Türkiye İşçi Sendikaları Konfederasyonu (TÜRK-İŞ), Mayıs ayına ilişkin açlık ve yoksulluk sınırlarını açıkladı. Yapılan söz konusu açıklamaya göre, "açlık sınırı" olarak da adlandırılan, dört kişilik bir ailenin sağlıklı, dengeli ve yeterli beslenebilmesi için aylık gıda harcaması tutarı 6 bin 17 TL'ye yükseldi.

TÜRK-İŞ, açlık sınırının mevcut asgari ücretin bin 764 TL üzerinde olduğuna dikkat çekti. 

Raporada göre, gıda harcaması ile giyim, konut (kira, elektrik, su, yakıt), ulaşım, eğitim, sağlık ve benzeri ihtiyaçlar için yapılması zorunlu diğer aylık harcamalarının toplam tutarı (yoksulluk sınırı) da 19 bin 602 TL’ye çıktı.

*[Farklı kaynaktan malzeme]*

PR #110, opened 2022-11-02
feat: Send Rust logs to flutter

klochowicz:
Provide some basic API to stream Rust logs to Flutter and stream existing logs
    instead of using `println!` macro.

TODO: Use `tracing` infrastructure to stream the logs, instead of handcrafted function
TODO: after adding support for `tracing` and adding a Flutter log package, send
    over timestamps, log level etc.

### DIFF
--- a/rust/src/logger.rs
+++ b/rust/src/logger.rs
@@ -1,0 +1,24 @@
+use flutter_rust_bridge::StreamSink;
+use state::Storage;
+
+/// Wallet has to be managed by Rust as generics are not support by frb
+static LOG_STREAM_SINK: Storage<StreamSink<LogEntry>> = Storage::new();
+
+/// Struct to expose logs from Rust to Flutter
+pub struct LogEntry {
+    // TODO: Add more fields, including time and level
+    pub msg: String,
+}
+
+pub fn create_log_stream(sink: StreamSink<LogEntry>) {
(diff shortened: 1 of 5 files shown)


rust/src/logger.rs
```diff
@@ -0,0 +1,24 @@
+use flutter_rust_bridge::StreamSink;
+use state::Storage;
+
+/// Wallet has to be managed by Rust as generics are not support by frb
+static LOG_STREAM_SINK: Storage<StreamSink<LogEntry>> = Storage::new();
+
+/// Struct to expose logs from Rust to Flutter
+pub struct LogEntry {
+    // TODO: Add more fields, including time and level
```
holzeis, line 9: nit: The time is not needed, as the actual print will be done by f_log and this will add the time automatically. (note, there is no way to overwrite the time on the f_log messages, so the time captured here would be lost, unless we add it to the message, but I don't think that's needed)

holzeis (approved):
Thanks for picking that up 👍

rust/src/logger.rs
klochowicz: thanks for the heads up! that's the reason why I tried not to include more than necessary as I wasn't sure what's needed 😁(good ol' YAGNI)
I will clean this up when wiring it all together.

da-kami (approved):

PR #112, opened 2022-11-02
Create cfd trading offer screen

### LINKED ISSUE #87: Create cfd trading offer screens
Image

holzeis:
Simulator Screen Recording - iPhone 14 Pro Max - 2022-11-03 at 20 16 30

resolves #87


holzeis:
This PR does not include all cfd_trading screens, but I figured I already create a PR for that as there are already quite a lot of changes. Better to get it merged and create another PR for the next screens.

da-kami (approved):

da-kami:
One thing that I noticed is, that we use different names for naming the model files / classes (some of them are post-fixed with `model`, but the newly added order is not). Not a big deal, I might open a follow up PR for some alignment.

PR #117, opened 2022-11-03
Speed-dial FAB for send and receive

da-kami:
After wasting some time to work on creating an extendable FAB I noticed that there are quite a lot of libraries for this already available, so I just picked one and used it.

Aralık 2021 verilerine göre açlık sınırı 4 bin 097 TL, yoksulluk sınırı ise 13 bin 348 olarak belirlenmişti. Mayıs 2021 verilerine göre ise açlık sınırı 2 bin 896 TL, yoksulluk sınırı ise 9 bin 434 TL olarak kaydedilmişti. 

TÜRK-İŞ tarafından, çalışanların geçim koşullarını ortaya koymak ve temel ihtiyaç maddelerindeki fiyat değişikliğinin aile bütçesine yansımalarını belirlemek amacıyla yaptığı çalışma, bekar bir çalışanın "yaşama maliyeti"nin de aylık 7 bin 836,46 TL’ye yükseldiğini ortaya koyuyor.  

TÜRK-İŞ: Fiyat artışlarının önü alınamıyor

TÜRK-İŞ’in araştırma ile ilgili resmi internet sayfasından yaptığı değerlendirmede şu ifadelere yer verildi:

"Üretim ve tedarik maliyetlerinin artmasıyla arz etkisi ve her gün düşen alım gücünü korumak için öne çekilmiş talep etkisi nedeniyle başta gıdada olmak üzere fiyat artışlarının önü alınamıyor. Bunların ek olarak düşük faiz oranları ve kredi genişlemesi sonucu fiyatlama dengesi bozulan piyasada temel gıda maddeleri ve bazı temel ihtiyaç maddelerinde yapılmış olan KDV indirimleri fiyat artışlarının çok gerisinde kaldı, fakat bunun yanında vergi gelirlerinin düşmesine neden oldu."

Değerlendirme metninde ayrıca, Türkiye'de enflasyonun yavaşlamadığı, alım gücünün yükselmediği ve Kur Korumalı Mevduata (KKM) rağmen Türk Lirası'nın değer kaybetmeye devam ettiği vurgulanarak, "İşçi, memur, emekli, öğrenci, esnaf nefes alamıyor. Yüksek enflasyon, sürdürülebilir güçlü büyümenin önündeki en büyük engellerden olduğundan işsizliğin büyümesine yol açıyor" denildi.